AI、ブロックチェーン、IoTなど、私たちの世界は日毎に高度なテクノロジーによって形作られていっている。『帳簿の世界史』著者のジェイコブ・ソール氏(南カリフォルニア大学教授)は、そんな現状をどう見ているのか。また、会計の世界は新たなテクノロジーによってどのように変わっていくのか。歴史家が考える“未来”について尋ねると、ソール氏から意外な答えが返ってきた。(全2回の2回目/#1より続く)
(取材・構成=近藤奈香)
◆ ◆ ◆
テクノロジー化の波は、会計の世界にも確実に押し寄せています。近いうちに、会計の基本的なことはコンピューターやAIによって行えるようになるでしょう。また、ブロックチェーンにも大きなポテンシャルがあるはずです。これは自己監査力を高めるにはもってこいの技術だからです。
しかし、会計というのは科学ではなく、芸術に近いものです。たとえばレクサス車のバリュエーションを考えるとき、正確な数字をはじき出すためには会計知識だけでは足りません。10年保証がついているレクサスを買ったとしても、7年後に世界が電気自動車社会へと完全に移行してしまったらどうなるのでしょうか。また、二酸化炭素の排出規制が変化したらどうなるのでしょうか。
こうした状況に対応するため、会計士には、実は深い教養が備わっていなければならないのです。

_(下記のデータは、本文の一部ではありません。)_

PR #3163, opened 2024-02-02
Fixes #3074 and some other minor issues, improves battery level

### LINKED ISSUE #3074: Heltec Tracker Screen Timeout[Bug]:
### Category

Hardware Compatibility

### Hardware

Heltec Wireless Tracker v1.1

### Firmware Version

2.2.17.dbac2b1 and prior

### Description

I have two Heltec Wireless Tracker devices. The screen timeout is non-functional and the display remains powered up all the time no matter what value I enter in for the time delay.

### Relevant log output

_No response_

Gabrielerusso:
Fixes #3074  of heltec tracker, i found other issues such as the I2C pin not specified and the stock 21/22 were used, but pin 22 is not available, now using 45/46. Also the screen dimension and offsets now are correct.

A major difference was to split the two hardware version, to reduce overhead code as all the new boards are V1.1 and to me it made little sense to have such differentiations at runtime. The two hardware version have the same "external" name, just two different binaries.
new env names: 
1. heltec-wireless-tracker-V1_0
2. heltec-wireless-tracker-V1_1

NOTE: i2c pin fix was never tried, original i2c pin are reported as 41/42 but that was false as those are used for the TFT SPI


Gabrielerusso:
Added lookup table for a better battery level estimation, using a 11 value table and interpolating between them, for the moment shoould be good enough, if you wan't i could add more, but 11 values in my test (during BMS development) seemed good enough.
Still the automatic heltec tracker build fails as the new envs are:
- heltec-wireless-tracker-V1_0
- heltec-wireless-tracker-V1_1

thebentern:
@Gabrielerusso couple of things before we move forward. Can you sign the CLA and make the protobuf changes in a PR in the protobufs repo first?

src/Power.cpp
```diff
@@ -212,19 +229,16 @@ class AnalogBatteryLevel : public HasBatteryLevel
...
-            digitalWrite(ADC_CTRL, HIGH);
-            delay(10);
-        }
+        pinMode(ADC_CTRL, OUTPUT);
+        digitalWrite(ADC_CTRL, HIGH);
+        delay(10);
 #endif
         for (int i = 0; i < BATTERY_SENSE_SAMPLES; i++) {
             raw += adc1_get_raw(adc_channel);
+            delayMicroseconds(100);
```
code8buster, line 238: What problem is this solving? IDK that we should be delaying in something that runs as often as this task runs.

Gabrielerusso: none, this could be removed, i just gave a look at adc1_get_raw and it's waiting on it's own for the sampling. a delay may help with noise mitigation if the board has a LPF but i just wrote it as an habit.
I also think 10ms for the ADC_CTRL it's way too much but i hadn't time to give a peek with the oscilloscope.

Gabrielerusso:
> @Gabrielerusso couple of things before we move forward. Can you sign the CLA and make the protobuf changes in a PR in the protobufs repo first?

CLA signed, I made a request for the updated protobuf and I hope it was correct. Pretty busy in this period and I'm reading/writing when I've a minute so I may have done something wrong with protobuf that I'm unfamiliar.

Gabrielerusso:
Quick note, sometimes the Heltec Tracker says "USB" when it's on battery, after a restart it shows back the battery voltage. This does happen also with the 2.2.19 so I don't think is related with my changes.

Somehow it doesn't recognize the battery presence.

Gabrielerusso:
I know those are starting to be a lot of commit and file changed for a single PR, maybe it would've been better to do so in multiple PR.

src/Power.cpp
```diff
@@ -226,19 +224,24 @@ class AnalogBatteryLevel : public HasBatteryLevel
...
+#ifdef ADC_CTRL //enable adc voltage divider when we need to read
         pinMode(ADC_CTRL, OUTPUT);
-        digitalWrite(ADC_CTRL, HIGH);
+        digitalWrite(ADC_CTRL, ADC_CTRL_ENABLED);
         delay(10);
 #endif
         for (int i = 0; i < BATTERY_SENSE_SAMPLES; i++) {
-            raw += adc1_get_raw(adc_channel);
+            int val_ = adc1_get_raw(adc_channel);
+            if(val_ >= 0){ //save only valid readings
```
Gabrielerusso: Check for valid readings, invalid should give -1 but could be usefull to use strictly greather than 0 instead of >=.

src/Power.cpp
```diff
@@ -226,19 +224,24 @@ class AnalogBatteryLevel : public HasBatteryLevel
...
         uint32_t raw = 0;
+        uint8_t raw_c = 0; //raw reading counter
 
 #ifndef BAT_MEASURE_ADC_UNIT // ADC1
-#ifdef ADC_CTRL
+#ifdef ADC_CTRL //enable adc voltage divider when we need to read
         pinMode(ADC_CTRL, OUTPUT);
-        digitalWrite(ADC_CTRL, HIGH);
+        digitalWrite(ADC_CTRL, ADC_CTRL_ENABLED);
         delay(10);
```
Gabrielerusso, line 234: if there aren't filter caps with the resistor value i've seen  the fet should saturate in less than 3ms

code8buster:
> I know those are starting to be a lot of commit and file changed for a single PR, maybe it would've been better to do so in multiple PR.

Generally yes lol it does make it easier to merge when it's not all wrapped up. I'll spend some time this evening reviewing the changes.

Gabrielerusso:
> > I know those are starting to be a lot of commit and file changed for a single PR, maybe it would've been better to do so in multiple PR.
> 
> Generally yes lol it does make it easier to merge when it's not all wrapped up. I'll spend some time this evening reviewing the changes.

I'm step-by step trying to divide the changes in different branches to do multiple PR

Gabrielerusso:
i'm keeping this as draft for a personal reference, i did the first PR, once that get reviewed i'll make another one, also i'm removing all the "Merge remote-tracking branch 'upstream/master'" by doing a rebase from time to time. This should make the commits much easier to understand.

PR #3175, opened 2024-02-07
Update link to docs from webserver when file not found

tekstrand:
## What
1. Updates link to documentation shown when the webserver is unable to find the requested file

## Why
Current link 404s


src/mesh/http/ContentHandler.cpp
```diff
@@ -854,4 +854,4 @@ void handleScanNetworks(HTTPRequest *req, HTTPResponse *res)
     JSONValue *value = new JSONValue(jsonObjOuter);
     res->print(value->Stringify().c_str());
     delete value;
-}
\ No newline at end of file
+}
```
tekstrand, line 857: How y'all feel about EOF here? Let me know if I need to change.

thebentern (approved):

PR #3176, opened 2024-02-07
Update variant.h heltec v3 adc multiplier to match actual readings

fuutott:
As per message adc multiplier 5.05 results in correct battery readings for heltec v3


Gabrielerusso:
are you sure this is valid for all V3 chips? according to schematic divider should be 4.9 (390k and 100k) but there is a fet, so sligth variations from board to board will occour and aren't the same for all batches.

thebentern:
I recommend you use the power.adc_multiplier_override to compensate for the small differences in your setup.

PR #3183, opened 2024-02-08
MQTT JSON downlink fixes

### LINKED ISSUE #3168: [Bug]: New MQTT subtopic breaks the logic for parsing the channel when sending JSON.
### Category

Other

### Hardware

Not Applicable

### Firmware Version

2.2.21.7f7c5cb

### Description

The code on the MQTT module that checks if the MQTT message was sent to a channel called mqtt:

```
// parse the channel name from the topic string
            char *ptr = strtok(topic, "/");
            for (int i = 0; i < 3; i++) {
                ptr = strtok(NULL, "/");
            }
```
is fine when the topic is **msh/2/json/mqtt** but with the updated scheme breaking up mqtt into regions **msh/EU_868/2/json/mqtt** that now thinks the channel name is "json/mqtt" instead of "mqtt" and the message is rejected because it isn't a known channel called mqtt.

I have verified with a private MQTT server that the topic root must only be one level deep, any more than that and you can't send a JSON MQTT message for publishing to the mesh.

### Relevant log output

_No response_

GUVWAF:
- Fixes #3168 by looking for the last occurrence of "/" in the topic, instead of the third.
- Allow specifying channel index to send on via LoRa in new JSON field "channel" while still requiring the message to be published to a channel called "mqtt".

### DIFF
--- a/src/mqtt/MQTT.cpp
+++ b/src/mqtt/MQTT.cpp
@@ -67,7 +67,9 @@ void MQTT::onReceive(char *topic, byte *payload, size_t length)
                         // construct protobuf data packet using TEXT_MESSAGE, send it to the mesh
                         meshtastic_MeshPacket *p = router->allocForSending();
                         p->decoded.portnum = meshtastic_PortNum_TEXT_MESSAGE_APP;
-                        p->channel = sendChannel.index;
+                        if (json.find("channel") != json.end() && json["channel"]->IsNumber() &&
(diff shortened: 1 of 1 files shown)


thebentern (approved):

GUVWAF:
Latest commit makes it non-breaking: apparently in some places in the documentation another "/" was added after the channel name.

thebentern (approved):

会計士に必要なのは「数字からストーリーを紡ぎ出す能力」
例えば日産の問題について、テレビで「カリスマ会計士」が分かりやすく、何が問題になっているのかを説明してくれたら、かなりの視聴率が取れるはずです。本来、会計士が解説できる情報には高いニーズがあるのです。
しかし、私が出会ってきた会計士たちは、語り部の素質を持ち合わせていないことがほとんどでした。数字からストーリーを紡ぎ出す能力、あるいは教育がなされていないのです。